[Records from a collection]
▬▬▬▬▬▬▬▬▬▬
PR #465, opened 2018-10-31
Update docs for Symfony 4 sqlite database setup

slipo:
Here's an update to the docs based on my experience setting this up to use SQLite on Symfony 4 with a default project-wide `doctrine.yaml` configured to use PostgreSQL.

The correct parameter to set the location of the SQLite file is `path`. I'm setting `url` to override any other values for this setting. If you don't set this to `null` and in your main `doctrine.yaml` file you have it set to a database url, Doctrine will give you a cryptic error. Lastly, `driver` is required.

### DIFF
--- a/doc/database.md
+++ b/doc/database.md
@@ -40,7 +40,9 @@ Tips for Fixture Loading Tests
         # config/packages/test/doctrine.yaml
         doctrine:
             dbal:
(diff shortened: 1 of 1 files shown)


alexislefebvre:
Thanks!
▬▬▬▬▬▬▬▬▬▬
• **WORK REQUEST**
Put down all the data once more, exactly as it appears above.

• **OUTPUT**
PR #465, opened 2018-10-31
Update docs for Symfony 4 sqlite database setup

slipo:
Here's an update to the docs based on my experience setting this up to use SQLite on Symfony 4 with a default project-wide `doctrine.yaml` configured to use PostgreSQL.

The correct parameter to set the location of the SQLite file is `path`. I'm setting `url` to override any other values for this setting. If you don't set this to `null` and in your main `doctrine.yaml` file you have it set to a database url, Doctrine will give you a cryptic error. Lastly, `driver` is required.

### DIFF
--- a/doc/database.md
+++ b/doc/database.md
@@ -40,7 +40,9 @@ Tips for Fixture Loading Tests
         # config/packages/test/doctrine.yaml
         doctrine:
             dbal:
(diff shortened: 1 of 1 files shown)


alexislefebvre:
Thanks!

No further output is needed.